Uma mulher de cabelo escuro, na altura do ombro, e óculos de grau, sentada em uma mesa de escritório. Ela usa uma blusa azul-marinho e está olhando diretamente para a câmera, com um sorriso leve. No fundo, há dois monitores de computador ligados, e um copo térmico sobre a mesa.
Ana Flávia Freitas trabalha como gerente de programas de inclusão da Ser Especial. Foto: Arquivo Pessoal.

“A Coalizão tem atuado para fortalecer a inclusão de pessoas com deficiência, promovendo diálogo com organizações experientes e compartilhando boas práticas. Nosso foco é desenvolver formações específicas, adaptar materiais e capacitar instrutores no uso de tecnologias assistivas, para que a aprendizagem profissional seja, de fato, uma oportunidade concreta de formação e trabalho decente para esse público”, ressalta Alzira Silva. Em um ano, 96 instituições formadoras aderiram à Coalizão. Com isso, elas passam a acessar formações, a metodologia e os materiais do programa Aprendiz Legal. 

Segundo Ana Flávia, a diversidade etária ainda é um desafio para ampliar o número de aprendizes com deficiência, porque muitas pessoas que poderiam acessar a política desconhecem essa possibilidade. “A gente costuma ver por aí o termo ‘jovem aprendiz’, e até mesmo apenas ‘aprendiz’ já remete a alguém mais novo, em início de carreira. Nós buscamos reforçar que essa oportunidade também está disponível para o público adulto com deficiência”, explica a gerente de programas de inclusão da Ser Especial. 

Outro obstáculo, acrescenta, é a necessidade de mudar a cultura das empresas contratantes, que frequentemente priorizam aprendizes mais jovens ao abrir vagas destinadas a pessoas com deficiência. 

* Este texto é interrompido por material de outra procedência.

Issue #15341, opened 2026-08-06
[RFC] Add prompt queue and execution lifecycle hooks for Python extensions


yanyycc:
## Feature Idea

Para Ana Flávia, a principal barreira está na abertura de vagas para pessoas com deficiência. Segundo ela, é necessário sensibilizar gestores e organizações para superar o receio de contratar esse público, além de aprimorar os mecanismos legais já existentes. “Hoje, a empresa precisa cumprir uma cota de contratação de pessoas com deficiência e, ao mesmo tempo, garantir um percentual de aprendizes em seu quadro. Mas essas duas leis não se sobrepõem. Na prática, se a empresa contrata um aprendiz com deficiência, essa vaga não conta para o cumprimento da cota. Assim, diante da escolha, muitas acabam optando por aprendizes sem deficiência”, explica. 

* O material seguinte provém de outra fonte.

PR #15351, opened 2026-08-06
[Partner Nodes] feat(ByteDance): Seedream Layer Separation node

bigcat88:
A PR containing only the new Partner Node.

> [!IMPORTANT]
> **Stacked PR** — based on #15317 (`feat/image-compositor`) and must merge **after** it. The node's `layer_stack` output (and node loading in CI) depends on the `LAYERS` io type introduced there; GitHub will retarget the base to `master` automatically once #15317 merges.

This node is best used in conjunction with **Create Layered Image** from #15317 — the `layer_stack` output connects to it directly with a single wire.

### Scope
- [x] **Is API Node Change**

### Pricing & Billing
- [x] **Need pricing update**
- [ ] **No pricing update**

If **Need pricing update**:

### QA
- [ ] **QA done**
- [ ] **QA not required**

### Comms

### DIFF
--- a/comfy_api_nodes/nodes_bytedance.py
+++ b/comfy_api_nodes/nodes_bytedance.py
@@ -1,3 +1,4 @@
+import asyncio
 import base64
 import hashlib
 import logging
@@ -34,6 +35,8 @@ from comfy_api_nodes.apis.bytedance import (
     SeedanceVirtualLibraryCreateAssetRequest,
     Seedream4Options,
     Seedream4TaskCreationRequest,
+    Seedream5LayerOptimizePromptOptions,
+    Seedream5LayerSeparationRequest,
     Seedream5OptimizePromptOptions,
     TaskAudioContent,
     TaskAudioContentUrl,
@@ -74,6 +77,7 @@ from comfy_api_nodes.util import (
     validate_video_dimensions,
     validate_video_duration,
 )
+from comfy_api_nodes.util.common_exceptions import ProcessingInterrupted
 from server import PromptServer
 
 BYTEPLUS_IMAGE_ENDPOINT = "/proxy/byteplus/api/v3/images/generations"
@@ -94,6 +98,8 @@ SEEDREAM_PRESETS = {
     "seedream-4-5-251128": RECOMMENDED_PRESETS_SEEDREAM_4_5,
     "seedream-4-0-250828": RECOMMENDED_PRESETS_SEEDREAM_4_0,
 }
+
+SEEDREAM_LAYER_SEPARATION_MODEL = "seedream-5-0-pro-260628"
 
 # Long-running tasks endpoints(e.g., video)
 BYTEPLUS_TASK_ENDPOINT = "/proxy/byteplus/api/v3/contents/generations/tasks"
@@ -1034,6 +1040,381 @@ class ByteDanceSeedreamNodeV2(IO.ComfyNode):
         if fail_on_partial and len(urls) < len(response.data):
             raise RuntimeError(f"Only {len(urls)} of {len(response.data)} images were generated before error.")
         return IO.NodeOutput(torch.cat([await download_url_to_image_tensor(i) for i in urls]))
+
+
+class ByteDanceSeedreamLayerSeparationNode(IO.ComfyNode):
+
+    @classmethod
+    def define_schema(cls):
+        return IO.Schema(
+            node_id="ByteDanceSeedreamLayerSeparationNode",
+            display_name="ByteDance Seedream 5.0 Pro Layer Separation",
+            category="partner/image/ByteDance",
+            search_aliases=["layer separation", "split layers", "decompose", "cutout", "RGBA layers"],
+            description=(
+                "Decompose an image into a background plate plus up to 16 repositionable transparent layers, "
+                "each with stacking order, bounding box, name and description."
+            ),
+            inputs=[
+                IO.Image.Input(
+                    "image",
+                    tooltip=(
+                        "The image to separate. Exactly one image, at least 512x512 pixels, aspect ratio "
+                        "between 1:16 and 16:1. Inputs larger than about 4MP are downscaled before upload."
+                    ),
+                ),
+                IO.String.Input(
+                    "prompt",
+                    multiline=True,
+                    default="",
+                    tooltip=(
+                        "How to separate the image. Leave empty to auto-detect and separate all major elements. "
+                        "Describe elements in natural language to control the separation, or target exact regions "
+                        "with <bbox>left top right bottom</bbox> tags (0-1000 per-mille coordinates)."
+                    ),
+                ),
+                IO.Combo.Input(
+                    "size",
+                    options=["auto", "1K", "1.5K", "2K"],
+                    default="auto",
+                    tooltip="Output resolution level. 'auto' follows the input image size (clamped to the 1K-2K range).",
+                ),
+                IO.Int.Input(
+                    "seed",
+                    default=0,
+                    min=0,
+                    max=2147483647,
+                    step=1,
+                    display_mode=IO.NumberDisplay.number,
+                    control_after_generate=True,
+                    tooltip="Seed to use for generation.",
+                ),
+                IO.Combo.Input(
+                    "prompt_optimization",
+                    options=["standard", "fast"],
+                    default="standard",
+                    optional=True,
+                    advanced=True,
+                    tooltip="Prompt-optimization mode: 'standard' gives higher quality, 'fast' shorter generation time.",
+                ),
+                IO.Boolean.Input(
+                    "watermark",
+                    default=False,
+                    optional=True,
+                    advanced=True,
+                    tooltip='Whether to add an "AI generated" watermark to the images.',
+                ),
+                IO.Boolean.Input(
+                    "crop_layers",
+                    default=False,
+                    optional=True,
+                    label_on="minimal size",
+                    label_off="full canvas",
+                    tooltip=(
+                        "Full canvas: each layer is placed on a base-sized canvas at its bounding-box position - "
+                        "recompose directly with ImageCompositeMasked. Minimal size: each layer is cropped to its "
+                        "bounding box (padded to the largest layer for batching) and the bboxes output carries its "
+                        "placement - the pairing expected by Create Layered Image."
+                    ),
+                ),
+            ],
+            outputs=[
+                IO.Image.Output(
+                    display_name="base_image",
+                    tooltip="The base image (background plate) the layers stack onto.",
+                ),
+                IO.Mask.Output(
+                    display_name="base_mask",
+                    tooltip=(
+                        "Transparency of the base image (1 = transparent, LoadImage convention); currently "
+                        "always fully opaque."
+                    ),
+                ),
+                IO.Image.Output(
+                    display_name="layers",
+                    tooltip=(
+                        "Transparent layers ordered bottom to top. Full canvas mode: placed on a black "
+                        "base-sized canvas at their bounding-box position. Minimal size mode: cropped to "
+                        "their bounding box, anchored top-left, padded to the largest layer."
+                    ),
+                ),
+                IO.Mask.Output(
+                    display_name="masks",
+                    tooltip=(
+                        "Per-layer transparency, index-aligned with the layers batch (1 = transparent, "
+                        "LoadImage convention). For ImageCompositeMasked-style compositing, add InvertMask first."
+                    ),
+                ),
+                IO.BoundingBox.Output(
+                    display_name="bboxes",
+                    tooltip=(
+                        "A single frame of placement boxes annotating the base image - base first, then one "
+                        "per layer: {x, y, width, height, metadata: {name, desc, z_index, native_size, "
+                        "content_rect, flags}}. content_rect = [left, top, width, height] is the layer's true "
+                        "bounding box in base-image pixels."
+                    ),
+                ),
+                IO.Layers.Output(
+                    display_name="layer_stack",
+                    tooltip=(
+                        "Ready-to-edit layer document for Create Layered Image: the base plate plus each "
+                        "element as its own named, tight-cropped layer at its true position and stacking "
+                        "order. Connect directly, or extend with Add Layer."
+                    ),
+                ),
+            ],
+            hidden=[
+                IO.Hidden.auth_token_comfy_org,
+                IO.Hidden.api_key_comfy_org,
+                IO.Hidden.unique_id,
+            ],
+            is_api_node=True,
+            price_badge=IO.PriceBadge(
+                depends_on=IO.PriceBadgeDepends(widgets=["size"]),
+                expr="""
+                (
+                  widgets.size in ["1k", "1.5k"]
+                    ? {
+                        "type": "usd",
+                        "usd": 0.032,
+                        "format": { "suffix": " x images/Run", "approximate": true }
+                      }
+                    : {
+                        "type": "range_usd",
+                        "min_usd": 0.032,
+                        "max_usd": 0.064,
+                        "format": { "suffix": " x images/Run", "approximate": true }
+                      }
+                )
+                """,
+            ),
+        )
+
+    @classmethod
+    async def execute(
+        cls,
+        image: Input.Image,
+        prompt: str = "",
+        size: str = "auto",
+        seed: int = 0,
+        prompt_optimization: str = "standard",
+        watermark: bool = False,
+        crop_layers: bool = False,
+    ) -> IO.NodeOutput:
+        if get_number_of_images(image) != 1:
+            raise ValueError("Only a single input image is supported.")
+        validate_image_aspect_ratio(image, (1, 16), (16, 1), strict=False)
+        validate_image_dimensions(image, min_width=512, min_height=512)
+
+        request = Seedream5LayerSeparationRequest(
+            model=SEEDREAM_LAYER_SEPARATION_MODEL,
+            prompt=prompt.strip() or None,
+            image=await upload_image_to_comfyapi(cls, image),
+            size=size,
+            seed=seed,
+            watermark=watermark,
+            optimize_prompt_options=Seedream5LayerOptimizePromptOptions(mode=prompt_optimization),
+        )
+        response = await sync_op(
+            cls,
+            ApiEndpoint(path=BYTEPLUS_IMAGE_ENDPOINT, method="POST"),
+            response_model=ImageTaskCreationResponse,
+            data=request,
+            wait_label="Separating layers",
+        )
+        if response.error:
+            raise RuntimeError(
+                f"ByteDance request failed. Code: {response.error['code']}, message: {response.error['message']}"
+            )
+
+        def z_index_of(d: dict) -> int:
+            v = d.get("z_index")
+            if isinstance(v, bool):
+                return 1_000_000
+            if isinstance(v, (int, float)):
+                return int(v)
+            if isinstance(v, str):
+                try:
+                    return int(v.strip())
+                except ValueError:
+                    return 1_000_000
+            return 1_000_000
+
+        data = [d for d in (response.data or []) if isinstance(d, dict)]
+        if not data or "url" not in data[0]:
+            raise RuntimeError("Unexpected response: no base image returned.")
+        base_item = data[0]
+        if base_item.get("bounding_box") is not None:
+            logging.warning(
+                "ByteDance layer separation: base item unexpectedly carries a bounding_box; ignoring it."
+            )
+        if z_index_of(base_item) not in (0, 1_000_000):
+            raise RuntimeError("Unexpected response: the first item is not the base image.")
+        layer_items = [d for d in data[1:] if "url" in d]
+        dropped = len(data) - 1 - len(layer_items)
+        if dropped > 0:
+            logging.warning(
+                "ByteDance layer separation: %d of %d returned elements had no 'url' and were dropped.",
+                dropped,
+                len(data) - 1,
+            )
+        if not layer_items:
+            raise RuntimeError("The model returned no layers. Try a different prompt or input image.")
+        layer_items.sort(key=z_index_of)
+
+        base_image = (await download_url_to_image_tensor(str(base_item["url"])))[..., :3].contiguous()
+        height, width = base_image.shape[1], base_image.shape[2]
+
+        specs = []
+        for item in layer_items:
+            flags = []
+            bbox = item.get("bounding_box")
+            absolute = bbox.get("absolute") if isinstance(bbox, dict) else None
+            if (
+                isinstance(absolute, (list, tuple))
+                and len(absolute) == 4
+                and all(isinstance(v, (int, float)) and not isinstance(v, bool) for v in absolute)
+            ):
+                left, top, right, bottom = (int(round(v)) for v in absolute)
+                rect_w, rect_h = right - left, bottom - top  # exclusive right/bottom
+                if rect_w > width or rect_h > height:
+                    rect_w, rect_h = min(rect_w, width), min(rect_h, height)
+                    flags.append("bbox_clamped")
+                if rect_w <= 0 or rect_h <= 0:
+                    flags.append("bbox_degenerate")
+            else:
+                flags.append("bbox_missing")
+                left, top, rect_w, rect_h = 0, 0, width, height
+            specs.append({"item": item, "flags": flags, "left": left, "top": top,
+                          "rect_w": rect_w, "rect_h": rect_h, "native_size": "", "stack_item": None})
+
+        if crop_layers:
+            canvas_w = max((s["rect_w"] for s in specs if "bbox_degenerate" not in s["flags"]), default=1)
+            canvas_h = max((s["rect_h"] for s in specs if "bbox_degenerate" not in s["flags"]), default=1)
+        else:
+            canvas_w, canvas_h = width, height
+        base_mask = torch.zeros((1, height, width))
+        layers = torch.zeros((len(specs), canvas_h, canvas_w, 3))
+        # Create Layered Image / LoadImage mask convention: 1 = transparent
+        masks = torch.ones((len(specs), canvas_h, canvas_w))
+
+        semaphore = asyncio.Semaphore(4)
+
+        async def fetch_and_place(i: int, spec: dict) -> None:
+            item, flags = spec["item"], spec["flags"]
+            left, top, rect_w, rect_h = spec["left"], spec["top"], spec["rect_w"], spec["rect_h"]
+            async with semaphore:
+                try:
+                    rgba = (await download_url_to_image_tensor(str(item["url"])))[0]
+                except ProcessingInterrupted:
+                    raise
+                except Exception as exc:
+                    raise RuntimeError(
+                        f"Failed to download layer {i + 1} of {len(specs)} (name={item.get('name')!r}): {exc} "
+                        "The generation completed and was billed; the response with all layer URLs "
+                        "is in ComfyUI/temp/api_logs/."
+                    ) from exc
+            spec["native_size"] = f"{rgba.shape[1]}x{rgba.shape[0]}"
+            if "bbox_degenerate" in flags:
+                return
+            if (rgba.shape[1], rgba.shape[0]) != (rect_w, rect_h):
+                # premultiply before resizing: interpolating straight alpha bleeds the undefined
+                # colors of transparent pixels into the anti-aliased edges
+                rgba = rgba.clone()
+                rgba[..., :3] *= rgba[..., 3:4]
+                rgba = (
+                    torch.nn.functional.interpolate(
+                        rgba.permute(2, 0, 1).unsqueeze(0),
+                        size=(rect_h, rect_w),
+                        mode="bilinear",
+                        antialias=True,
+                    )
+                    .squeeze(0)
+                    .permute(1, 2, 0)
+                )
+                alpha = rgba[..., 3:4]
+                rgba = torch.cat([rgba[..., :3] / alpha.clamp(min=1e-6), alpha], dim=-1).clamp(0, 1)
+                flags.append("resized_to_bbox")
+            # straight (unpremultiplied) RGB: downstream compositing applies the mask itself
+            if crop_layers:
+                layers[i, :rect_h, :rect_w] = rgba[..., :3]
+                masks[i, :rect_h, :rect_w] = 1.0 - rgba[..., 3]
+            else:
+                x0, y0 = max(left, 0), max(top, 0)
+                x1, y1 = min(left + rect_w, width), min(top + rect_h, height)
+                if x0 < x1 and y0 < y1:
+                    patch = rgba[y0 - top : y1 - top, x0 - left : x1 - left]
+                    layers[i, y0:y1, x0:x1] = patch[..., :3]
+                    masks[i, y0:y1, x0:x1] = 1.0 - patch[..., 3]
+                else:
+                    flags.append("bbox_out_of_canvas")
+            zi = z_index_of(item)
+            stack_item = {
+                "image": rgba[..., :3].unsqueeze(0).contiguous(),
+                "type": "raster",
+                "x": left,
+                "y": top,
+                "z_index": zi if zi != 1_000_000 else i + 1,
+                "mask": (1.0 - rgba[..., 3]).unsqueeze(0),
+            }
+            if isinstance(item.get("name"), str):
+                stack_item["name"] = item["name"]
+            spec["stack_item"] = stack_item
+
+        await asyncio.gather(*(fetch_and_place(i, s) for i, s in enumerate(specs)))
+
+        stack_items = [{"image": base_image, "type": "raster", "x": 0, "y": 0, "z_index": 0, "name": "background"}]
+        boxes = [
+            {
+                "x": 0,
+                "y": 0,
+                "width": width,
+                "height": height,
+                "metadata": {
+                    "name": "background",
+                    "desc": None,
+                    "z_index": 0,
+                    "native_size": f"{width}x{height}",
+                    "content_rect": [0, 0, width, height],
+                    "flags": [],
+                },
+            }
+        ]
+        for i, s in enumerate(specs):
+            abnormal = [f for f in s["flags"] if f != "resized_to_bbox"]
+            if abnormal:
+                logging.warning(
+                    "ByteDance layer separation: layer %d (%r) flagged %s.",
+                    i + 1,
+                    s["item"].get("name"),
+                    ", ".join(abnormal),
+                )
+            if s["stack_item"] is not None:
+                stack_items.append(s["stack_item"])
+            zi = z_index_of(s["item"])
+            # placement box sized to this layer's tensor so Create Layered Image renders it 1:1;
+            # the true content rect travels in metadata
+            boxes.append(
+                {
+                    "x": s["left"] if crop_layers else 0,
+                    "y": s["top"] if crop_layers else 0,
+                    "width": canvas_w,
+                    "height": canvas_h,
+                    "metadata": {
+                        "name": s["item"].get("name"),
+                        "desc": s["item"].get("description"),
+                        "z_index": zi if zi != 1_000_000 else None,
+                        "native_size": s["native_size"],
+                        "content_rect": [s["left"], s["top"], max(s["rect_w"], 0), max(s["rect_h"], 0)],
+                        "flags": s["flags"],
+                    },
+                }
+            )
+        # a single frame holding every box: the per-frame BOUNDING_BOX shape for boxes that
+        # annotate one image, as emitted and consumed by CreateBoundingBoxes
+        bboxes = [boxes]
+        layer_stack = {"version": 1, "canvas": (width, height), "layers": stack_items}
+        return IO.NodeOutput(base_image, base_mask, layers, masks, bboxes, layer_stack)
 
 
 class ByteDanceTextToVideoNode(IO.ComfyNode):
@@ -2887,6 +3268,7 @@ class ByteDanceExtension(ComfyExtension):
             ByteDanceImageNode,
             ByteDanceSeedreamNode,
             ByteDanceSeedreamNodeV2,
+            ByteDanceSeedreamLayerSeparationNode,
             ByteDanceTextToVideoNode,
             ByteDanceImageToVideoNode,
             ByteDanceFirstLastFrameNode,
--- a/comfy_api_nodes/apis/bytedance.py
+++ b/comfy_api_nodes/apis/bytedance.py
@@ -35,6 +35,23 @@ class Seedream4TaskCreationRequest(BaseModel):
     optimize_prompt_options: Seedream5OptimizePromptOptions | None = None
 
 
+class Seedream5LayerOptimizePromptOptions(BaseModel):
+    mode: Literal["standard", "fast"] = Field(...)
+
+
+class Seedream5LayerSeparationRequest(BaseModel):
+    model: str = Field(...)
+    prompt: str | None = Field(None)
+    image: str = Field(..., description="Single image URL")
+    size: str = Field("auto")
+    seed: int = Field(..., ge=0, le=2147483647)
+    response_format: str = Field("url")
+    output_format: str = Field("png")
+    layer_decomposition: bool = Field(True)
+    watermark: bool = Field(False)
+    optimize_prompt_options: Seedream5LayerOptimizePromptOptions | None = Field(None)
+
+
 class ImageTaskCreationResponse(BaseModel):
     model: str = Field(...)
     created: int = Field(..., description="Unix timestamp (in seconds) indicating time when the request was created.")


comfy_api_nodes/nodes_bytedance.py
```diff
@@ -1036,6 +1040,303 @@ async def execute(
...
+                if rect_w <= 0 or rect_h <= 0:
+                    flags.append("bbox_degenerate")
+            else:
+                flags.append("bbox_missing")
+                left, top, rect_w, rect_h = 0, 0, width, height
+            if "bbox_degenerate" not in flags and (native_w, native_h) != (rect_w, rect_h):
+                # premultiply before resizing: interpolating straight alpha bleeds the undefined
+                # colors of transparent pixels into the anti-aliased edges
+                rgba = rgba.clone()
+                rgba[..., :3] *= rgba[..., 3:4]
```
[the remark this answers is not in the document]
bigcat88: `download_url_to_image_tensor` converts every download to `RGBA` (`bytesio_to_image_tensor` default mode) - a 3-channel tensor can't reach this code; the base `[..., :3]` slice exists because of that same guarantee.

alexisrolland (dismissed):

christian-byrne:
Two things found while reviewing this for the pricing and QA checkboxes. Fix is up as https://github.com/Comfy-Org/ComfyUI/pull/15366, targeting this branch so it can land inside this PR without disturbing the approval (+26/-14, one file). **It needs to merge before this PR, or it disappears with the branch.**

### 1. The wiring tooltips point at sockets that no longer exist — this blocks QA

Five tooltips say to wire into `image_0`, `mask_0`, `image_1`, `mask_1` of **Create Layered Image**. `ImageCompositor` replaced both `io.Autogrow.Input`s with a single `io.Image.Input("image")` + `io.Mask.Input("mask")` in commit `9232943a` on https://github.com/Comfy-Org/ComfyUI/pull/15317 (2026-08-06T23:06Z) — after this branch's only commit (15:13Z). Anyone doing QA from the tooltips stalls immediately.

Correct wiring is `Batch Images(image1 = base_image, image2 = layers)` → `image` and `Batch Masks(mask1 = base_mask, mask2 = masks)` → `mask`. **Base first** — the `bboxes` list is built base-first at `nodes_bytedance.py:1286`, and a reversed batch silently misaligns every placement box with no error.

### 2. `crop_layers = "minimal size"` no longer works through the compositor

The tooltip calls minimal-size *"the pairing expected by Create Layered Image"*. With the compositor now taking a single batch, it is the opposite: `batch_images` (`comfy_extras/nodes_post_processing.py:527-531`) resizes every frame to the **first** frame's size via `common_upscale(..., "bilinear", "center")`. Cropped layers are not base-sized, so batching them behind the base centre-crops and rescales each one — destroying the exact placement that mode exists to preserve. The legacy `ImageBatch` (`nodes.py:1964-1965`) is `DEPRECATED` and behaves identically.

Full canvas (already the default) is the only mode that survives batching. 15366 rewrites the tooltip to say so, but the underlying limitation is real and probably wants a decision for v1: either document minimal-size as manual-placement-only, or wait for a non-resizing path. Terry raised the same mechanism himself in the thread ("batching images of different sizes forces them all to the first image's resolution").

Two smaller things in the same tooltip block, also fixed in 15366: it claimed full canvas lets you *"recompose directly with `ImageCompositeMasked`"* — that node treats mask value 1 as opaque (`comfy_extras/nodes_mask.py:25-26`), the inverse of this node's LoadImage convention, so an `InvertMask` is needed first, as the `masks` tooltip already says.

### 3. Pricing: `2K` renders a range for a determined price

`size` has four options and the badge gives an exact `0.032` for `1K`/`1.5K`, then falls through to the `0.032–0.064` range for everything else — so `2K` shows a range although only `auto` is genuinely unresolved at graph-build time. 15366 adds a `2K` branch returning `0.064` (the range's own upper bound). **Please sanity-check that against the Metronome rate card** — it is a standalone commit so it can be dropped. Note the badge suffix is `" x images/Run"` and a run returns 1 base + up to 16 layers, so one execution can bill up to 17×; worth confirming whether the base plate is billed.

To be explicit about a non-issue, since it has been raised more than once: the lowercase `["1k", "1.5k"]` comparison against uppercase combo options is **correct**. The frontend lowercases COMBO widget values before JSONata evaluation (`src/composables/node/useNodePricing.ts:229-233`), and the sibling Seedream badge in this same file uses the same convention (`$contains($sp, "1k")`, `nodes_bytedance.py:917`). Nothing to change there.

### 4. Unrelated: the two red checks were runner noise, and I re-ran them

`check-line-endings` and `test (windows-2022)` both failed with `Set up job` as the only failing step — GitHub runner provisioning, not this code. Re-ran both; **18/18 green now.** Flagging so it does not read as a code blocker.

### 5. For QA, the cheapest high-value step

`bboxes[*].metadata.flags` (`nodes_bytedance.py:1330`) surfaces `resized_to_bbox`, `bbox_missing`, `bbox_degenerate` and `bbox_out_of_canvas`. If every layer comes back with `resized_to_bbox`, ByteDance's `absolute` box is **exclusive** and the `+1` at `:1248` is off by one — every layer would be silently resampled and misregistered by a pixel. One run settles it, which matters at 1 RPM.

comfy_api_nodes/nodes_bytedance.py
```diff
@@ -1036,6 +1040,303 @@ async def execute(
...
+                "metadata": {
+                    "name": "background",
+                    "desc": None,
+                    "z_index": 0,
+                    "native_size": f"{width}x{height}",
+                    "content_rect": [0, 0, width, height],
+                    "flags": [],
+                },
+            }
+        ]
```
christian-byrne: This is @christian-byrne's *"bboxes must conform to core's bbox type... before it enters the graph data flow"*. I checked what core actually emits so the target is concrete rather than a matter of taste.

`BOUNDING_BOX` has three shapes in the wild, and every consumer branches on them:

| shape | meaning | emitted by |
|---|---|---|
| `dict` | one box | `PrimitiveBoundingBox` (`nodes_images.py:110`) |
| `list[dict]` | boxes **shared across every frame** | — no core node emits this |
| `list[list[dict]]` | **one list per frame** | `RTDETRDetector` (`nodes_rtdetr.py:64`), `SDPoseFaceDetector` (`nodes_sdpose.py:669`), `CreateBoundingBoxes` (`nodes_bounding_boxes.py:366`, via `fractions_to_bbox_frame`) |

`nodes_sam3.py:131-144` is the clearest statement of the contract: `isinstance(bboxes[0], list)` -> per-frame, otherwise -> "shared, apply to all frames". `SDPoseKeypointExtractor` does the same.

This node emits the middle shape, which is the one core reserves for *"these boxes apply to every frame"*. But the entries here are the opposite of shared — entry `k` belongs to frame `k` of the `layers` batch (offset by one for the base image), which is precisely the per-frame meaning. So it type-checks as `BOUNDING_BOX` and means the wrong thing.

The conformant shape is one frame per element, each frame holding that element's box:

```python
bboxes = [[{...base...}]]
...
    bboxes.append([{ "x": ..., "y": ..., "width": ..., "height": ..., "metadata": {...} }])
```

That reads correctly through `boxes_from_input`, `normalize_incoming_boxes` and SAM3/SDPose without any of them special-casing this node.

### One coupling to check before flipping it

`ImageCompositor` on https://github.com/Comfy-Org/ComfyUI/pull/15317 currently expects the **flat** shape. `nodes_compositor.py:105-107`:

Na visão de Ana Flávia, a aprendizagem poderia funcionar como um espaço de adaptação tanto para aprendizes quanto para empresas, além de ser uma oportunidade para que os contratantes formem futuros profissionais de acordo com as demandas e a cultura da organização. “Se eu contrato um aprendiz com deficiência e dá certo, posso efetivá-lo. Assim, passo a cumprir a cota legal e ainda contrato um funcionário já preparado e alinhado à cultura da empresa”, resume. 
 
A partir da experiência de duas décadas no programa Aprendiz Legal, Alzira Silva destaca que, para que a aprendizagem cumpra plenamente seu papel inclusivo, é preciso avançar em diferentes frentes. Entre elas, ela enumera: fiscalização efetiva do cumprimento das cotas; incentivos para organizações que superarem metas de inclusão; parcerias intersetoriais para reduzir barreiras logísticas; e campanhas de sensibilização para combater estigmas e preconceitos no ambiente de trabalho.  

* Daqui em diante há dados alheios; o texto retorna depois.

PR #15364, opened 2026-08-06
Drop the duplicate first image from the Qwen-Image-Layered blueprint

christian-byrne:
## The bug

`EmptyQwenImageLayeredLatentImage` allocates `layers + 1` temporal slots:

```python
# comfy_extras/nodes_qwen.py:129
latent = torch.zeros([batch_size, 16, layers + 1, height // 8, width // 8], device=...)
```

Slot `0` is the model's **regenerated copy of the original image**, not a layer.

The `Image to Layers(Qwen-Image-Layered)` blueprint feeds the sampler output straight into `LatentCutToBatch(dim="t", slice_size=1)`, which reshapes the *entire* temporal axis into the batch dimension, and decodes all of it. Nothing drops the redundant frame, so asking for 2 layers returns 3 images with no indication that the first is a duplicate.

Confirmed by comfyanonymous:

> yeah our qwen layered template is slightly wrong, the first image is exactly the same as the original and should be discarded

> and all the layers when composited together should recreate the original image

## The fix

Insert a `LatentCut(dim="t", index=1, amount=16384)` between `KSampler` and `LatentCutToBatch`:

“Desse modo, a aprendizagem profissional pode se consolidar como uma política estruturante de inclusão das pessoas com deficiência, indo além do cumprimento formal de cotas e se transformando em porta de entrada para trajetórias de formação, trabalho decente e cidadania plena”, conclui a supervisora de inclusão produtiva da Fundação Roberto Marinho. 

Sobre a Coalizão Aprendiz Legal  

Lançada em 2024, a Coalizão Aprendiz Legal é uma iniciativa voltada à inclusão produtiva das juventudes, por meio do fortalecimento da política pública de Aprendizagem Profissional em todo o Brasil. A proposta da Coalizão é compartilhar, de forma gratuita e em rede, a tecnologia socioeducacional da Metodologia Aprendiz Legal com pequenas e médias entidades qualificadoras da aprendizagem profissional, ampliando o alcance e a qualidade da oferta educativa. Embora a Metodologia Aprendiz Legal seja implementada desde 2005, a Coalizão representa uma nova etapa de expansão, marcada pelo compromisso com a colaboração, a capilaridade e a excelência na formação profissional de adolescentes e jovens em todo o território nacional.